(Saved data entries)
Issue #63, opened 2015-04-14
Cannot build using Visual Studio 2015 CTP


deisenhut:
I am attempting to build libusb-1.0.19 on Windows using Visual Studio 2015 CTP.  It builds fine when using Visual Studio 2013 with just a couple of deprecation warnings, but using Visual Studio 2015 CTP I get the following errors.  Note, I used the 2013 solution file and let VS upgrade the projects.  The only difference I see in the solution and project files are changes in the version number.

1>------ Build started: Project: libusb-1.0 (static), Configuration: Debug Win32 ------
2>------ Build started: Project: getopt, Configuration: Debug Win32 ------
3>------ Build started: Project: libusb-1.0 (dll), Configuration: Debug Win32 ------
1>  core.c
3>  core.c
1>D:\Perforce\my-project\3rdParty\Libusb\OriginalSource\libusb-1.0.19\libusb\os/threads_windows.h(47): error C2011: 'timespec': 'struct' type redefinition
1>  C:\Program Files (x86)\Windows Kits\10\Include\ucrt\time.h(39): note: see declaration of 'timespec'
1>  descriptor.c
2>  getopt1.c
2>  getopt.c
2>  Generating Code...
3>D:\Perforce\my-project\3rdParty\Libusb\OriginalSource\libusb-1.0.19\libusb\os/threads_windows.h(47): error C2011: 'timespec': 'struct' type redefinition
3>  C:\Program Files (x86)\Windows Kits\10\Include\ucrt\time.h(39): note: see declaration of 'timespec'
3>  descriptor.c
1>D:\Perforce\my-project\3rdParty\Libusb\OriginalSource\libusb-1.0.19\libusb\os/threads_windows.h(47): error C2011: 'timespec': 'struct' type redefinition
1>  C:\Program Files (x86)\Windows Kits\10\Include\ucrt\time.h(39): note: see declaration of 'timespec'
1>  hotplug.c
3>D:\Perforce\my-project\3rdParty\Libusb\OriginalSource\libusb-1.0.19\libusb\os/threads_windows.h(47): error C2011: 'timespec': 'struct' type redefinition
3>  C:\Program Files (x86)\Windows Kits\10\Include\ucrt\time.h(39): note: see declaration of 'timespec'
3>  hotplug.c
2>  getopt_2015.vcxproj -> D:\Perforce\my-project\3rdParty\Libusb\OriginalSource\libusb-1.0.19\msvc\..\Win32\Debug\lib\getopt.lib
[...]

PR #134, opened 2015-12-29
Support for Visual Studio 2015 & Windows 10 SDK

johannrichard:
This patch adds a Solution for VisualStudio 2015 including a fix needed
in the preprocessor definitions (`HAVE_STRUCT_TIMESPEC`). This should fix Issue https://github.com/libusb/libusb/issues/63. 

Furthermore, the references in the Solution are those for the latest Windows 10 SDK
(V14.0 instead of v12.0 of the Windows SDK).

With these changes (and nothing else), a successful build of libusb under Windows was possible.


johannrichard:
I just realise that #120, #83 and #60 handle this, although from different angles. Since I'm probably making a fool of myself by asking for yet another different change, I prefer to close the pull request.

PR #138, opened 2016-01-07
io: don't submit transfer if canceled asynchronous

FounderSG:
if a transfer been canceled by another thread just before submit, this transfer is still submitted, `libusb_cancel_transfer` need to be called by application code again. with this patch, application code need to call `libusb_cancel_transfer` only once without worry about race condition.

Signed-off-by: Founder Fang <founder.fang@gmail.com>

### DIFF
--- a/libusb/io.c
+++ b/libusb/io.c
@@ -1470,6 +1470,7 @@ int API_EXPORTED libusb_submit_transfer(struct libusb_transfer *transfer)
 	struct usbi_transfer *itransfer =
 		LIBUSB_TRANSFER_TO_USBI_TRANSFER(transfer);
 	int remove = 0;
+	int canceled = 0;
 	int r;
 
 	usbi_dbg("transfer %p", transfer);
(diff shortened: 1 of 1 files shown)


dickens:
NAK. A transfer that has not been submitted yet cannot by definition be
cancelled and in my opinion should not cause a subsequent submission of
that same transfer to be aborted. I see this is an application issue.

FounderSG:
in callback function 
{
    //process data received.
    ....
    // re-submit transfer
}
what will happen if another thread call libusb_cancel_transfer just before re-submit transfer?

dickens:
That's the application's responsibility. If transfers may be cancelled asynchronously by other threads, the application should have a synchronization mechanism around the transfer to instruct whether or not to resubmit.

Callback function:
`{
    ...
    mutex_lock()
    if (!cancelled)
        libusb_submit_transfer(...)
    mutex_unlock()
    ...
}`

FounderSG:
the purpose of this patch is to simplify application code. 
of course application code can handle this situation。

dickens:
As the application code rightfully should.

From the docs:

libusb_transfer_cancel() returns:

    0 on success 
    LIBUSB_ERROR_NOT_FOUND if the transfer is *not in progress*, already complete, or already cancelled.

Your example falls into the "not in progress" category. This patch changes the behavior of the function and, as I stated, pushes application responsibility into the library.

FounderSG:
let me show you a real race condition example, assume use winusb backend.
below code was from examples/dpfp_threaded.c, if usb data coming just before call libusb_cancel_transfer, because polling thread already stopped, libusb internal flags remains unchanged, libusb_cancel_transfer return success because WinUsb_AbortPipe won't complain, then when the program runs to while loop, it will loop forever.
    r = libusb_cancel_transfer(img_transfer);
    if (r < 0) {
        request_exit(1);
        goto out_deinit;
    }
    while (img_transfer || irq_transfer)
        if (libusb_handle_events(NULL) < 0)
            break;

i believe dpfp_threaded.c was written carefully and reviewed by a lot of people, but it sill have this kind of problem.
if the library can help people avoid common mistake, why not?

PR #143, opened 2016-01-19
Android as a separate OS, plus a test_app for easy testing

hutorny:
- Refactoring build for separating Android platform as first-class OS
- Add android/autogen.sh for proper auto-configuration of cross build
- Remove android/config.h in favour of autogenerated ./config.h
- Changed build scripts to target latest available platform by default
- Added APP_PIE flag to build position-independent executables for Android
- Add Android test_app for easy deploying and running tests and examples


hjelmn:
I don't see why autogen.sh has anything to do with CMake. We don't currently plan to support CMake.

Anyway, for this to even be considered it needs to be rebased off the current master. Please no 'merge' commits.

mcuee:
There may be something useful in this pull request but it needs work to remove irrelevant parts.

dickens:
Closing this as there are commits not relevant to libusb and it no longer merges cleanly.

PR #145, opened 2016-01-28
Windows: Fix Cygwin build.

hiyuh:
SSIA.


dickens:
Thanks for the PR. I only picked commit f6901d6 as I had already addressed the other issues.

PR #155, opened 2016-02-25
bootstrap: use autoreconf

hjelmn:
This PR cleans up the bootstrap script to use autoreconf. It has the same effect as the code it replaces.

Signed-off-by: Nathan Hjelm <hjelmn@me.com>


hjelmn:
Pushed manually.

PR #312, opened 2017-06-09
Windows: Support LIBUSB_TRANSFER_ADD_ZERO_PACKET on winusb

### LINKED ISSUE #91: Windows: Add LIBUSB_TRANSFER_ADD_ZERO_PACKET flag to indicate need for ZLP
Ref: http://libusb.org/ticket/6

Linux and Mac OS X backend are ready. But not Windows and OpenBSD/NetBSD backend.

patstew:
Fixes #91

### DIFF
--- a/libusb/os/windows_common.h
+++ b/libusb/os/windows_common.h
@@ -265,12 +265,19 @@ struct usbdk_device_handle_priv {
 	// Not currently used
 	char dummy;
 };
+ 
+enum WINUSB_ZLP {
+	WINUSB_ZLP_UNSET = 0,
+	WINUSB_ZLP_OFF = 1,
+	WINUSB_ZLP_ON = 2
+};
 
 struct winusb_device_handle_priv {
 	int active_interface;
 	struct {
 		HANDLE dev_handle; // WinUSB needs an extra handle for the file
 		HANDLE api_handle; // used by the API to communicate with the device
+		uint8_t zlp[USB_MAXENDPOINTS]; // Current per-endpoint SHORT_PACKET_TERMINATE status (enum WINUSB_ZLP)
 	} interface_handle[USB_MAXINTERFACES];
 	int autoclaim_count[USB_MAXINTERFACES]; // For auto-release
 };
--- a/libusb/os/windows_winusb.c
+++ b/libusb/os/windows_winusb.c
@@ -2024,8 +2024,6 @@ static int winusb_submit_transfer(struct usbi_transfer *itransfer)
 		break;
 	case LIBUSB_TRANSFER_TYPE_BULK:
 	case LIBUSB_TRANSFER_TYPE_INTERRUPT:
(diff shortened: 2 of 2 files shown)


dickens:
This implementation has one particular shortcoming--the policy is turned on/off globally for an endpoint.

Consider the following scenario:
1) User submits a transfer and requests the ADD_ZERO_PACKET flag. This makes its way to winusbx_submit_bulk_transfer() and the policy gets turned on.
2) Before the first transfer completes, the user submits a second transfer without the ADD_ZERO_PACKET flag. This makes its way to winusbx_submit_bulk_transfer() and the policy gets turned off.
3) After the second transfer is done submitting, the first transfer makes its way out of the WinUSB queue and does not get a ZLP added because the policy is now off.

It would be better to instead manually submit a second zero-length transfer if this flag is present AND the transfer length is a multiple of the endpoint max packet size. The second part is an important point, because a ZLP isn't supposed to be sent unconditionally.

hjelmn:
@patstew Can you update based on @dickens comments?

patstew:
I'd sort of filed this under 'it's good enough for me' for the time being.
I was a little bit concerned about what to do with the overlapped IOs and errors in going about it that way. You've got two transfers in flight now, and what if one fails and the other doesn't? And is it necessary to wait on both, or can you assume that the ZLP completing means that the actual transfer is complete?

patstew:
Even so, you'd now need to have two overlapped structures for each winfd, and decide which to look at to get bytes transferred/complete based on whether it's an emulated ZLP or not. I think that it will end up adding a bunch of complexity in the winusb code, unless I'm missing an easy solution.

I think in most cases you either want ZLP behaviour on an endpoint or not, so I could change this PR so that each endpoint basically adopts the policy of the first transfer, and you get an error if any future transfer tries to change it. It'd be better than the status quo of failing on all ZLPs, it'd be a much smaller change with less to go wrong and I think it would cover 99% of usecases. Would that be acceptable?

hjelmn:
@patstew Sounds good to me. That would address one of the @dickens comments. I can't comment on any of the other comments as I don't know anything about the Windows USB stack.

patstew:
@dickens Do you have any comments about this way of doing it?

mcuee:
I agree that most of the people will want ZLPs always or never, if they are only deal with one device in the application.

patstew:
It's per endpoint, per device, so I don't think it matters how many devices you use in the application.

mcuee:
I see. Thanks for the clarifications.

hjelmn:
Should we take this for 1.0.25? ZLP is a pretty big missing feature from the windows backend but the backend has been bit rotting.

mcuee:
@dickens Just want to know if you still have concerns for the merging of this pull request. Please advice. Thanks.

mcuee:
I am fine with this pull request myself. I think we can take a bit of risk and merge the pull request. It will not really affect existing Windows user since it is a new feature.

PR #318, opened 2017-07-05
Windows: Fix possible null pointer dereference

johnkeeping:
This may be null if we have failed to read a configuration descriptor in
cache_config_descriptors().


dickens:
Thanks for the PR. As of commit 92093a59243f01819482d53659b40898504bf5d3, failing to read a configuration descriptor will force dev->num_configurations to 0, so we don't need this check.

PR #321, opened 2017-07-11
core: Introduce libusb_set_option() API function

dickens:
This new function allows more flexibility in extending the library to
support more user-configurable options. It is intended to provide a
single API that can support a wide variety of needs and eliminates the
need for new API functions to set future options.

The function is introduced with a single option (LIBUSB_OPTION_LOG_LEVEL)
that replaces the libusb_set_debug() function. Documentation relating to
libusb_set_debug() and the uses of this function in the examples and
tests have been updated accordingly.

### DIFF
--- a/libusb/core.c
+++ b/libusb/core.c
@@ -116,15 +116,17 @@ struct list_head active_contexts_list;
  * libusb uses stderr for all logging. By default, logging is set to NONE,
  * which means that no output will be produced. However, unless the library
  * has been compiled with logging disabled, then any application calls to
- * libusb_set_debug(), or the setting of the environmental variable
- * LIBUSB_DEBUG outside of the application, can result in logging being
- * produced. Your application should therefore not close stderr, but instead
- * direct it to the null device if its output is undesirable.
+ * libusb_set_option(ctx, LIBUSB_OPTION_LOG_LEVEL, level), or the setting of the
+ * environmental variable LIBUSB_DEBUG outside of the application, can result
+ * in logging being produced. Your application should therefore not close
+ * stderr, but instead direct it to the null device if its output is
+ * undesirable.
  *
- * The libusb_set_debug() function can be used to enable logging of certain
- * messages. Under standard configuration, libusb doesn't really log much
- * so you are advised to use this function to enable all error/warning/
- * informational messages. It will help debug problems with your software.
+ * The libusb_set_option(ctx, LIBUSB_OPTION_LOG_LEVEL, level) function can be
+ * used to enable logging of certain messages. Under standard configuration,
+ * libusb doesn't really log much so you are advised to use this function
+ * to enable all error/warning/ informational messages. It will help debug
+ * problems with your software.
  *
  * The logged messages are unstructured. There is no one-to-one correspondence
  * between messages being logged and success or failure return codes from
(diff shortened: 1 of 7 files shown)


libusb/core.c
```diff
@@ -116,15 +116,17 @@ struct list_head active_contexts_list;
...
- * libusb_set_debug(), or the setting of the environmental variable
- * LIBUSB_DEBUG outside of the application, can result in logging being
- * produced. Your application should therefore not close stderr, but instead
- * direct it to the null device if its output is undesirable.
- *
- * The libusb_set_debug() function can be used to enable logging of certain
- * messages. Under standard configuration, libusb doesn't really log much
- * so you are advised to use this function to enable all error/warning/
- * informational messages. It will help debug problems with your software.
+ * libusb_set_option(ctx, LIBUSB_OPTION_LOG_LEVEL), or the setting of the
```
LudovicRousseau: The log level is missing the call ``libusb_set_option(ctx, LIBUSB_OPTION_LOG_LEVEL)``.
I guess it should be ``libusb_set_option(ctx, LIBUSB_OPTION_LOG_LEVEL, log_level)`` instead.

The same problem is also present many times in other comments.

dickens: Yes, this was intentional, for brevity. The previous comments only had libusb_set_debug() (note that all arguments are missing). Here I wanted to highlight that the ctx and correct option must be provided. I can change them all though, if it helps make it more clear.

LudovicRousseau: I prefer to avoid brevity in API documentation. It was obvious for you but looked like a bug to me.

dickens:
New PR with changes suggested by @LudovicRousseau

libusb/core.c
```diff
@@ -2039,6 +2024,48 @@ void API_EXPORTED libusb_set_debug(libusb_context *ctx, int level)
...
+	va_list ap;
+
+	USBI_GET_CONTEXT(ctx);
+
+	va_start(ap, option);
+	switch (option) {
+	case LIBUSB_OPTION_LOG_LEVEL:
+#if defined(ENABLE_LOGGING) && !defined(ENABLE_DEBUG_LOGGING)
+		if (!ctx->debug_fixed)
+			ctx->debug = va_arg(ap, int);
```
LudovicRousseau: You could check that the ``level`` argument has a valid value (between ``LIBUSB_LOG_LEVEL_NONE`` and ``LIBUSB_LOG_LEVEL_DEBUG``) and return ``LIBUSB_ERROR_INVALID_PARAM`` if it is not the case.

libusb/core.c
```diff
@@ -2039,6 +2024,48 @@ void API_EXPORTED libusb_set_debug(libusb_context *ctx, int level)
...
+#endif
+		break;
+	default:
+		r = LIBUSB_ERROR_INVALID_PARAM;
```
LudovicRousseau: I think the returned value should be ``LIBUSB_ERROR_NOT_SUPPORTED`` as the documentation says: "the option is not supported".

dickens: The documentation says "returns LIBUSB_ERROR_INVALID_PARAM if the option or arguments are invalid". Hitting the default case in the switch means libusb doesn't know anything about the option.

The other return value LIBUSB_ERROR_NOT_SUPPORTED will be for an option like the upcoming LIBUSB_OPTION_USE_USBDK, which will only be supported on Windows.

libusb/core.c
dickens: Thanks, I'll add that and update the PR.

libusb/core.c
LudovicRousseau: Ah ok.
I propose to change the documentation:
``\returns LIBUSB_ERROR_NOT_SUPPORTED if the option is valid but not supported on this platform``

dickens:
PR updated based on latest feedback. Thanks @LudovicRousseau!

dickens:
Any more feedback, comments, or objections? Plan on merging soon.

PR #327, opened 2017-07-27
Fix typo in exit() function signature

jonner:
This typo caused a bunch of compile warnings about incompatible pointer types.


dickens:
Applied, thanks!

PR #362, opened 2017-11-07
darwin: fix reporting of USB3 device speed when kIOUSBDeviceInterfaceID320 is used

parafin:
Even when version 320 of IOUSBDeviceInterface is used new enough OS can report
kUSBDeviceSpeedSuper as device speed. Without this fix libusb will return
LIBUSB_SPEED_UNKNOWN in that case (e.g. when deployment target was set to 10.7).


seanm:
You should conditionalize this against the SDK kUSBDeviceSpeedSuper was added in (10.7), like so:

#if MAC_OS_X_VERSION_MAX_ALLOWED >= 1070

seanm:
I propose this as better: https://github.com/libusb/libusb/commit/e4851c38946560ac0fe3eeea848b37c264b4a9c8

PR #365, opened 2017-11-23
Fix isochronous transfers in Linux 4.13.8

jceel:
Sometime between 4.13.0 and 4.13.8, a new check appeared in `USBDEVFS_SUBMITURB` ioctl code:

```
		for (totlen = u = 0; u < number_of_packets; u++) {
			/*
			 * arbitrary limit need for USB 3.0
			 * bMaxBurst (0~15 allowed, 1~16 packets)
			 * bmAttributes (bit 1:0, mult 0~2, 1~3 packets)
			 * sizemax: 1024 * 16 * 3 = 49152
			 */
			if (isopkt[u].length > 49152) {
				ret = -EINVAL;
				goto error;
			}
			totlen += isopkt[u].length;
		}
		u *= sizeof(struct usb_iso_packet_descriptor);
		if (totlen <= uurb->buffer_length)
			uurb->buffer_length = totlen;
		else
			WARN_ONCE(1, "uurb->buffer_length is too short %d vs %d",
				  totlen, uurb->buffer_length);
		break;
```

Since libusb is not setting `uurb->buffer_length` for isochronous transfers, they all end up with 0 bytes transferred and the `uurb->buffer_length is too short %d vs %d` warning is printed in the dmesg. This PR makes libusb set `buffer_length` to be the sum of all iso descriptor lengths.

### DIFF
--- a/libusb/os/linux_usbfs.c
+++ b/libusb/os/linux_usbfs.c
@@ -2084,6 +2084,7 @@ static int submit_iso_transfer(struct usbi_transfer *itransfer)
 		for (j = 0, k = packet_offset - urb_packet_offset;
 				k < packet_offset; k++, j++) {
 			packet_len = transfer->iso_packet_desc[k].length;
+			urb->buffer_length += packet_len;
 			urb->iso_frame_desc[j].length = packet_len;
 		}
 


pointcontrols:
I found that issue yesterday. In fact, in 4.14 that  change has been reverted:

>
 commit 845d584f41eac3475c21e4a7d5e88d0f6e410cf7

• **WHAT YOU NEED TO DO**: Where a line of the data includes the string "issues", list that line.

• **RESPONSE AREA**:
in the preprocessor definitions (`HAVE_STRUCT_TIMESPEC`). This should fix Issue https://github.com/libusb/libusb/issues/63. 
Thanks for the PR. I only picked commit f6901d6 as I had already addressed the other issues.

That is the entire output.